╭──
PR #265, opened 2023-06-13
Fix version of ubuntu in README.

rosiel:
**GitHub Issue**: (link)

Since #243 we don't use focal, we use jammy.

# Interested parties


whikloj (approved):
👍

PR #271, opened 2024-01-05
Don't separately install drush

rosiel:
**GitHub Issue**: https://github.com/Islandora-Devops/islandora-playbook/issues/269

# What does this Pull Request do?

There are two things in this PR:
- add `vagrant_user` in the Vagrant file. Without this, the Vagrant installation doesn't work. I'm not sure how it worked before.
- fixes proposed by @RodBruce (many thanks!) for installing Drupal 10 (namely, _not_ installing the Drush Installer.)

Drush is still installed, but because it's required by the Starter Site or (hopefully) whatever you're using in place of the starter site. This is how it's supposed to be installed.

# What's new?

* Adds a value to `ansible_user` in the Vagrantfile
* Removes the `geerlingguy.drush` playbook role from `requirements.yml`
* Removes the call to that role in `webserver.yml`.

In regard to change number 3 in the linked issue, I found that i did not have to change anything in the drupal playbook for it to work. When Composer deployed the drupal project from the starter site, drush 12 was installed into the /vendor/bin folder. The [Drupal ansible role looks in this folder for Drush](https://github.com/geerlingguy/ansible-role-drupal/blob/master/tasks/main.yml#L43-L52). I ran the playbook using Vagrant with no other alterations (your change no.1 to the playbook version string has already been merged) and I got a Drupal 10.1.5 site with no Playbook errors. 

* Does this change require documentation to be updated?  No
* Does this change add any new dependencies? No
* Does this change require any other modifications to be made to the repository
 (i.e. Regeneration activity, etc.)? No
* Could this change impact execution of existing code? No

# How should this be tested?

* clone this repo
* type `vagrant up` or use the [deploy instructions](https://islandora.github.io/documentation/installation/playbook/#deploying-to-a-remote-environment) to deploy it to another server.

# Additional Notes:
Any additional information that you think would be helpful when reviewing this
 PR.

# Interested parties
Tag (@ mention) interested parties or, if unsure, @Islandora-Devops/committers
╰──
_TASK DESCRIPTION_
Answer with a single number: the count of lines in the entries that hold the word "https".

_WRITTEN ANSWER_
3